PR #783, opened 2019-12-05
Update to 2.1 alias

barryvdh:
The branch is 2.0, but the last version is 2.1 so I think this needs to be updated?
Otherwise you have to require `2.0-dev` which is a bit weird.

Perhaps a new tag would also be possible?

### DIFF
--- a/composer.json
+++ b/composer.json
@@ -35,7 +35,7 @@
     },
     "extra": {
         "branch-alias": {
-            "dev-master": "2.0-dev"
+            "dev-master": "2.1-dev"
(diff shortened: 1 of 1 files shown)


taylorotwell:
Eh, I don't think this actually does anything now that there is a 2.0 branch?

barryvdh:
So should the 2.0 branch be renamed to 2.1? Right now the dev version is lower than the tagged on it seems:

Screen Shot 2019-12-06 at 00 04 26

PR #810, opened 2020-01-15
[2.x] Avoiding to create guard

dkulyk:
Sometimes guard is created when session not initialized yet.

### DIFF
--- a/src/Telescope.php
+++ b/src/Telescope.php
@@ -256,7 +256,7 @@ class Telescope
         );
 
         try {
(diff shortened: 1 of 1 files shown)


taylorotwell:
Why does this matter?

dkulyk:
QueryWatcher try to make guard when session query executed and the guard not ready yet.
```
Request
 -> Make guard
  -> Make session store(stored to container)
   -> Query
    -> QueryWatcher
     -> Make guard(First guard not stored yet)
      ...
```

PR #50, opened 2015-08-06
Fix sort

matthopson:
- Does a better job of sorting names with accented characters
- Takes care of some lint warnings that have been hanging around


semmons99:
:metal:

Issue #31, opened 2015-04-07
request is defined twice


ORESoftware:
was looking through the code (looks good), but one minor issue is that request is defined twice in teamsnap.js

request = require('./request');

promises = require('./promises');

request = require('./request');

(you'll see it)

falonofthetower:
Possibly resolved with this https://github.com/teamsnap/teamsnap-javascript-sdk/pull/57

Sorry about the multiple attempts was trying to properly format the commit from the command line.

PR #57, opened 2015-09-14
Remove second request = require...

falonofthetower:
Per issue #31 on git request is defined twice, this just removes the second instance

### DIFF
--- a/lib/teamsnap.js
+++ b/lib/teamsnap.js
@@ -123,8 +123,6 @@ request = require('./request');
 
 promises = require('./promises');
 
-request = require('./request');
-
 jsonMime = 'application/json';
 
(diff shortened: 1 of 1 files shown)


matthopson:
Hi @falonofthetower, this issue will actually be addressed in an upcoming release, however, I'd like to point out that `teamsnap.js` is actually built from the `/src` directory with brunch, so any changes to this js file would just be overwritten.

Honestly, this should be addressed in a "contributing" section on the wiki - which is yet to exist - so my apologies there. If you'd like to create a new issue for the contributing section to track it, you're more than welcome.

Also I've enabled Gitter for this repo so folks having issues or questions can post there.

Thanks!

PR #63, opened 2015-09-25
Team media

matthopson:
- Support for Media Tab
- Fixes bug with upload progress handlers


src/collections/teamPreferences.coffee
```diff
@@ -33,7 +33,7 @@ exports.saveTeamPreferences = (teamPreferences, callback) ->
 
 exports.uploadTeamPhoto = (teamPreferencesId, file, callback) ->
```
dmccraw: Would it be better to rename `teamPreferencesId` to `teamPreferences` if it is an item?

dmccraw:
:+1: This looks good assuming that all the tests pass

src/collections/teamPreferences.coffee
matthopson: The reason for this is APIv3 actually takes a `team_preferences_id` explicitly (because it's a command). Eventually, I'd like to comb through all the SDK methods and allow them to accept both so it's always consistent, regardless of what v3 is expecting.

PR #64, opened 2015-10-01
Remove member statistic

matthopson:
- Should remove member statistics when deleting member.
- Takes care of a lingering issue (had it in another branch, but threw it away) where request is defined twice.


dmccraw:
:+1: Looks good

PR #66, opened 2015-10-13
Use new schema endpoint for loading collections

dmccraw:
@matthopson Take a look when you get back. I can walk you through the changes. We use the `/schemas` endpoint to load up the collections instead of getting each endpoint manually.


matthopson:
:+1: Excellent!

PR #71, opened 2015-10-30
if you load collections without items in plans, smsGateways, sports o…

dmccraw:
…r timeZones the sdk will crash


matthopson:
:+1:

PR #72, opened 2015-11-03
Bug fixes in setMediumAsMemberPhoto

matthopson:
- Should accept memberId (or member item).
- Should reload member item when done


dmccraw:
:ship: it!

PR #73, opened 2015-11-05
Reload member stats on bulk delete

matthopson:
* Small change in `persistence.coffee` to load all `memberStatistic` items when calling `bulkdDeleteSatisticData` to refresh all stat rankings and averages.
* Fix some lint warnings in other files.


amberwebb:
:+1:

PR #76, opened 2015-11-07
convert broadcastSms to broadcastAlert

dmccraw:
With the changes on the apiv3 to broadcast_alert, we need to change the sdk to reflect the changes.


semmons99:
:shipit:

matthopson:
@dmccraw Your base appears to be 2 versions behind.

dmccraw:
@matthopson I used pre-1.7.0 as the base. Is there a more recent branch?

matthopson:
That should be latest. But is already on 1.7.0-pre8.

matthopson:
@dmccraw Have you done a force push recently? History is all jacked up.

All these PRs are missing from `pre-1.7.0` 
https://github.com/teamsnap/teamsnap-javascript-sdk/pull/72
https://github.com/teamsnap/teamsnap-javascript-sdk/pull/73
https://github.com/teamsnap/teamsnap-javascript-sdk/pull/74

And your commit history looks a little funky for this PR as well.

screen shot 2015-11-07 at 5 58 51 pm

matthopson:
Also saying my local `pre-1.7.0` is now 12 commits ahead.

dmccraw:
Matt, I must have messed up the history. Can you force push your pre-1.7.0 version?

Thanks,
Dustin

matthopson:
Should be fixed up! :)

src/collections/broadcastAlerts.coffee
```diff
@@ -0,0 +1,36 @@
+exports.loadBroadcastAlerts = (params, callback) ->
+  if @isId params
+    params = id: params
```
matthopson: Should this be `teamId`?

dmccraw: broadcastAlerts, broadcastEmails and forumPosts all use an id as the default param for loading. The bulk loader passes a teamId so it will get picked up properly there.

dmccraw:
@matthopson good to go?

src/collections/broadcastAlerts.coffee
matthopson: I didn't realize this - other endpoints (that load more than one item of a type) use the teamId - since it essentially calls `collection.queryItems(params)` and searches on `teamId`

matthopson: Just coming back around to this - is it possible this is supposed to be `exports.loadBroadcastAlert` (singular) and take a `broadcastAlertId`?

It just seems like `loadBroadcastAlerts` should return all `broadcastAlert` items for the team.

dmccraw: `loadBroadcastAlerts`, `loadBroadcastEmails`, `loadBroadcastEmailAttachments`, `loadForumPosts`, `loadForumSubscriptions`, `loadForumTopics` all use id. Should we change all of these to use teamId? I am for making the change to use teamId for consistency but is this considered a breaking change for anyone using the sdk currently? I don't think we need the singular version unless we want to add singular versions to all the endpoints and then it's a lot of code for just duplicated code for something they can already use the load functions for already.

matthopson: My preference is to keep it consistent. 

I plan to go back through and add the singular versions in an SDK maintenance sweep (and right a few other little wrongs in the process).  Technically we've already broken it with the `broadcastSMS` change in APIv3 - and further with this PR.

dmccraw: All updated to use teamId.

matthopson:
:+1:

PR #78, opened 2015-11-11
Load member balance when new member is saved

amberwebb:
Fixes nj issue https://github.com/teamsnap/nextjenn-web/issues/1161


matthopson:
:+1: Dang, I totally thought we covered this.

PR #79, opened 2015-11-12
Load team fees when a roster member is created or deleted

amberwebb:
Fixes https://github.com/teamsnap/nextjenn-web/issues/1217


dmccraw:
:ship: it! Looks good.

matthopson:
Why reload `team_fees` when creating a new member?

amberwebb:
@matthopson When a new member is created or deleted, the team fee is not updated on the payments tab until refresh. Is there another way to do this?

matthopson:
The team fee should have nothing to do with the member, though.

amberwebb:
So the wrapper methods are specifically for the object. `saveMember` and `deleteMember` are only for objects related to member.

matthopson:
Yeah, and a `team_fee` object is completely independent of a member - if this is fixing an issue you're having, it's likely just masking something else. Let's look closer after DD.

amberwebb:
Ok. Closing.

matthopson:
:+1: I missed the `balance` portion of it. Disregard my dumb.

PR #148, opened 2016-09-29
Added bulkDeleteMessages command to messages

nathanielvelez:


src/collections/messages.coffee
```diff
@@ -17,4 +17,19 @@ exports.markMessageAsRead = (params, callback) ->
...
+    throw new TSArgsError 'teamsnap.bulkDeleteMessages',
+      'an array of `messages` must be provided'
+
+  requestParams = { id: [] }
+  for msg in params
+    unless @isItem msg, 'message'
+      throw new TSArgsError 'teamsnap.bulkDeleteMessages',
+        "Items in params array must have a 'message' `type`"
+    id = msg.id
+    requestParams.id.push id
```
amberwebb: The block of code from 27 to 33 is standing out to me. Why do you need to do a push here?

src/collections/messages.coffee
```diff
@@ -17,4 +17,19 @@ exports.markMessageAsRead = (params, callback) ->
...
+
+  @collections.messages.exec('bulkDelete', requestParams).callback callback
```
amberwebb: Is this command `bulkDelete` or `bulkDeleteMessages` ?

amberwebb: Looked at v3 and I see it's `bulk_delete`. Which is weird to me that it's not `bulk_delete_messages` or something like that.

src/collections/messages.coffee
```diff
@@ -17,4 +17,19 @@ exports.markMessageAsRead = (params, callback) ->
       'a message `id` or `message` object must be provided'
 
   @collections.messages.exec('markMessageAsRead', params)
-    .pop().callback callback
\ No newline at end of file
+    .pop().callback callback
+
+exports.bulkDeleteMessages = (params, callback) ->
+  if !Array.isArray params
```
amberwebb: Might be more descriptive to have the argument called `messages` instead of `params`.

nathanielvelez: 👍

src/collections/messages.coffee
nathanielvelez: @randy-girard ^

src/collections/messages.coffee
amberwebb: If v3 is expecting messageIds, then it should be messageIds instead of messages.

src/collections/messages.coffee
amberwebb: Can you get the message objects from the ids in the persistence layer?

nathanielvelez: Ok, I think i got how its done in bulkDeleteTeamMedia. You pass the object to the skd method, and in the persistence layer you extract the ids to pass it to the actual method. will do it this way instead. 👍

nathanielvelez:
@amberwebb Refactored bulkDeleteMessages to expect an id or an array of ids. The persistence layer wrapper is now expecting an array of messages or a message to do the unlinking and then sending the ids to bulkDeleteMessages. This PR is already approved but since I did some changes based on your feedback, I wouldn't mind if you re-review it and thumbs-up-it like to good old days.

src/persistence.coffee
```diff
@@ -794,6 +795,34 @@ modifySDK = (sdk) ->
         sdk.loadMessageData(params)
       ).callback callback
 
+  wrapMethod sdk, 'bulkDeleteMessages', (bulkDeleteMessages) ->
+    (messages, callback) ->
+      if Array.isArray messages
+        toRemove = messages
+      else if typeof messages is 'object' and @isItem messages, 'message'
```
matthopson: Seems like you should require an array of items.

src/persistence.coffee
```diff
@@ -794,6 +795,34 @@ modifySDK = (sdk) ->
...
+            call `bulkDeleteMessages` using the persistene layer'
+
+      messageIds = []
+      for message in toRemove
+        unless @isItem message, 'message'
+          throw new TSArgsError 'teamsnap.bulkDeleteMessages',
+            "Items in messages array must have a 'message' `type`"
+        messageIds.push message.id
+
+      toRemove = messages
```
matthopson: This is overwriting `toRemove` from above

src/persistence.coffee
```diff
@@ -794,6 +795,34 @@ modifySDK = (sdk) ->
...
+      linking.unlinkItems toRemove, lookup
```
matthopson: What if it's an array of `id`s like in in the error message above? Unlink won't work in this case.

src/persistence.coffee
```diff
@@ -794,6 +795,34 @@ modifySDK = (sdk) ->
...
+        throw new TSArgsError 'teamsnap.bulkDeleteMessages',
+          'Must provide an `array` of message `ids` or a `message` object to
+            call `bulkDeleteMessages` using the persistene layer'
+
+      messageIds = []
+      for message in toRemove
+        unless @isItem message, 'message'
+          throw new TSArgsError 'teamsnap.bulkDeleteMessages',
+            "Items in messages array must have a 'message' `type`"
+        messageIds.push message.id
```
matthopson: If you don't need to do this check for each item, you can simply use `Array.map` to build this array out in one line.

src/persistence.coffee
```diff
@@ -794,6 +795,34 @@ modifySDK = (sdk) ->
...
 
+  wrapMethod sdk, 'bulkDeleteMessages', (bulkDeleteMessages) ->
+    (messages, callback) ->
+      if Array.isArray messages
+        toRemove = messages
+      else if typeof messages is 'object' and @isItem messages, 'message'
+        toRemove = [messages]
+      else
+        throw new TSArgsError 'teamsnap.bulkDeleteMessages',
+          'Must provide an `array` of message `ids` or a `message` object to
```
matthopson: Is this accurate? You accept either an array of ids or a single object?

src/collections/messages.coffee
```diff
@@ -17,4 +17,17 @@ exports.markMessageAsRead = (params, callback) ->
       'a message `id` or `message` object must be provided'
 
   @collections.messages.exec('markMessageAsRead', params)
-    .pop().callback callback
\ No newline at end of file
+    .pop().callback callback
+
+exports.bulkDeleteMessages = (params, callback) ->
+  if Array.isArray params
+    params = id: params
```
matthopson: Do we care if this is an array of objects or ids?

package.json
```diff
@@ -1,6 +1,6 @@
 {
   "name": "teamsnap.js",
-  "version": "1.17.0",
+  "version": "1.17.1",
```
matthopson: This should be a minor bump.

docs/collections/messages.md
```diff
@@ -50,3 +51,21 @@ var message = teamsnap.markMessageAsRead(1);
...
+---
+
+
+<a id="bulkDeleteMessages"></a>
+## `bulkDeleteMessages(params)`
+Deletes an array of `message` items.
+
+### Params
+* `params`: [array] - An array of message items.
+
```
matthopson: Callback?

CHANGELOG.md
```diff
@@ -1,5 +1,11 @@
 # TeamSnap JavaScript SDK CHANGELOG
 
+
+### October 10, 2016 // Version 1.17.1
```
matthopson: Should be a minor bump.

src/teamsnap.coffee
```diff
@@ -3,7 +3,7 @@ promises = require './promises'
 require './errors'
 
 class TeamSnap
-  version: '1.17.0'
+  version: '1.17.1'
```
matthopson: Should be minor.

src/persistence.coffee
```diff
@@ -796,10 +796,27 @@ modifySDK = (sdk) ->
...
-      toRemove = params
+    (messages, callback) ->
+      if Array.isArray messages
+        toRemove = messages
+      else if typeof messages is 'object' and @isItem messages, 'message'
+        toRemove = [messages]
+      else
+        throw new TSArgsError 'teamsnap.bulkDeleteMessages',
+          'Must provide an `array` of message `ids` or a `message` object to
+            call `bulkDeleteMessages` using the persistene layer'
```
amberwebb: Shouldn't this check be done in the bulkDeleteMessages method? These sdk wrapper methods in persistence should just reload or unlink.

src/persistence.coffee
```diff
@@ -796,10 +796,27 @@ modifySDK = (sdk) ->
...
+
+      messageIds = []
+      for message in toRemove
+        unless @isItem message, 'message'
+          throw new TSArgsError 'teamsnap.bulkDeleteMessages',
+            "Items in messages array must have a 'message' `type`"
+        messageIds.push message.id
```
amberwebb: Same here.

docs/collections/messages.md
amberwebb: Can you pass either an array of ids or an array of items?

src/persistence.coffee
nathanielvelez: My thinking is that it is convenient to be be able to handle both cases: an array of items or a single message item.

package.json
nathanielvelez: 👍

docs/collections/messages.md
nathanielvelez: @amberwebb right now it can handle all cases, an array of items or ids, or a single item or id.

src/collections/messages.coffee
nathanielvelez: apiv3 expects an array of ids, so if we pass an array of ids we can use it directly, but if we pass an array of objects, we should extract the ids. Will add logic to handle that case.

src/persistence.coffee
nathanielvelez: 👍

docs/collections/messages.md
amberwebb: Awesome! Can you update the docs to make that more clear?

nathanielvelez:
@matthopson @amberwebb updated with suggestions, re-review?

src/collections/messages.coffee
```diff
@@ -21,7 +21,14 @@ exports.markMessageAsRead = (params, callback) ->
...
-    params = id: params
+    if params[0]? and typeof params[0] is 'object' and
+    @isItem params[0], 'message'
+      params = id: params.map (item) -> item.id
+    else if @isId params[0]
+      params = id: params
+    else
+      throw new TSArgsError 'teamsnap.bulkDeleteMessages',
+        'Must provide an `array` of message `ids` or `message` objects'
   else if typeof params is 'object' and @isItem params, 'message'
```
amberwebb: Should probably also check if there are no messages being passed into the method and then throw an error. Is params the best name for this? Should it be messages? Because you can only pass in message objects or message ids.

nathanielvelez: Naming it messages is a good idea. About trowing an error, My concern was that an error here will halt JS execution, so you will need to add a validation on the HTML form to be sure that you are actually passing ids or messages to delete. I can imagine an implementation where this will be called and no messages are being passed (probably by badly written code, but not sure if its worth throwing an error for that). My thinking was that such a case is better for the end user for it to fail silently. Thoughts?

src/collections/messages.coffee
```diff
@@ -21,7 +21,14 @@ exports.markMessageAsRead = (params, callback) ->
 
 exports.bulkDeleteMessages = (params, callback) ->
   if Array.isArray params
-    params = id: params
+    if params[0]? and typeof params[0] is 'object' and
+    @isItem params[0], 'message'
```
nathanielvelez: 👍

amberwebb:
It's a pattern we follow in other sdk methods. I don't think you would have to add anything in the HTML. I'm away from my Mac, but check out @request in the sdk methods.

nathanielvelez:
@amberwebb Renamed params to messages and added a checking for an empty array. Another look?

src/collections/messages.coffee
matthopson: It's pretty common in the SDK to throw an error if you're missing required fields. I think we're safe to validate on fields we know are required to prevent the request from even going out. 

In the case of badly written code, I think this makes for a better development experience.

src/collections/messages.coffee
```diff
@@ -19,22 +19,24 @@ exports.markMessageAsRead = (params, callback) ->
...
+      messages = id: messages
     else
       throw new TSArgsError 'teamsnap.bulkDeleteMessages',
         'Must provide an `array` of message `ids` or `message` objects'
-  else if typeof params is 'object' and @isItem params, 'message'
-    params = id: params.id
-  else if @isId params
-    params = id: params
+  else if typeof messages is 'object' and @isItem messages, 'message'
+    messages = id: messages.id
```
matthopson: I haven't tested this command, but I presume we don't actually need to send an array to v3 - is that correct? Or should this be Arrayified?

src/collections/messages.coffee
```diff
@@ -17,4 +17,26 @@ exports.markMessageAsRead = (params, callback) ->
...
+        'The array of messages to be deleted is empty.'
+    else if @isItem messages[0], 'message'
+      messages = id: messages.map (message) -> message.id
+    else if @isId messages[0]
+      messages = id: messages
+    else
+      throw new TSArgsError 'teamsnap.bulkDeleteMessages',
+        'Must provide an `array` of message `ids` or `message` objects'
+  else if typeof messages is 'object' and @isItem messages, 'message'
+    messages = id: messages.id
```
matthopson: I haven't tested this command, but I presume we don't actually need to send an array to v3 - is that correct? Or should this be Arrayified?

src/collections/messages.coffee
```diff
@@ -17,4 +17,26 @@ exports.markMessageAsRead = (params, callback) ->
...
+  else if @isId messages
+    messages = id: messages
```
matthopson: Same as ☝️

docs/collections/messages.md
```diff
@@ -50,3 +51,34 @@ var message = teamsnap.markMessageAsRead(1);
...
 ```
+
+---
+
+
+<a id="bulkDeleteMessages"></a>
+## `bulkDeleteMessages(params)`
+Deletes an array of `message` items.
+If you want to use the persistence layer, a message item or an array of message
+items must be passed. Persistence won't work with an id or array of ids.
```
matthopson: I would maybe change this to something like:

```
_Note: While apiv3, expects an array of ids, you must pass an array of message objects to take advantage of the persistence layer's unlinking feature. If you don't need this automatic unlinking of items, it is perfectly acceptable to just use an array of ids._
```

src/persistence.coffee
```diff
@@ -794,6 +795,22 @@ modifySDK = (sdk) ->
         sdk.loadMessageData(params)
       ).callback callback
 
+  wrapMethod sdk, 'bulkDeleteMessages', (bulkDeleteMessages) ->
+    (messages, callback) ->
+      if Array.isArray messages
+        toRemove = messages
```
matthopson: This doesn't check for an array of objects. If an array of ids are passed it would throw those in the `toRemove` array, which will fail with on `unlinkItems`

src/collections/messages.coffee
nathanielvelez: the command accepts a single id like `{id: 1}' or an array of ids `{id: [1,2,3]}`

src/collections/messages.coffee
nathanielvelez: the command accepts a single id like {id: 1}' or an array of ids{id: [1,2,3]}`

docs/collections/messages.md
nathanielvelez: 👍

nathanielvelez:
@matthopson added a check for array of objects before unlinking the message items and improved the documentation with your suggestion. Another 👀 ?

docs/collections/messages.md
```diff
@@ -50,3 +51,34 @@ var message = teamsnap.markMessageAsRead(1);
...
 ```
+
+---
+
+
+<a id="bulkDeleteMessages"></a>
+## `bulkDeleteMessages(params)`
+Deletes a single 'message' item or an array of `message` items.
+
+_Note: While apiv3 expects an array of ids, you must pass an array of message objects to take advantage of the persistence layer's unlinking feature. If you don't need this automatic unlinking of items, it is perfectly acceptable to just use an array of ids.
```
matthopson: Need to close the italics on the note with an `_`

src/persistence.coffee
```diff
@@ -794,6 +795,23 @@ modifySDK = (sdk) ->
...
+      else if typeof messages is 'object' and @isItem messages, 'message'
+        toRemove = [messages]
+      if toRemove?
+        linking.unlinkItems toRemove, lookup
+
+      bulkDeleteMessages.call(this, messages).then((result) ->
+        return result
+      ).fail((err) ->
+        linking.linkItems toRemove, lookup
```
matthopson: Should probably check `toRemove?` again here.

docs/collections/messages.md
nathanielvelez: 👍

src/persistence.coffee
nathanielvelez: 👍

nathanielvelez:
@matthopson added the extra check before linking the messages if delete fails. Also closed the missing MD tag. 👓 ?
────────────────────
Only lines with the word "loading" go in the answer. Take them all from the entries above.

Use new schema endpoint for loading collections
dmccraw: broadcastAlerts, broadcastEmails and forumPosts all use an id as the default param for loading. The bulk loader passes a teamId so it will get picked up properly there.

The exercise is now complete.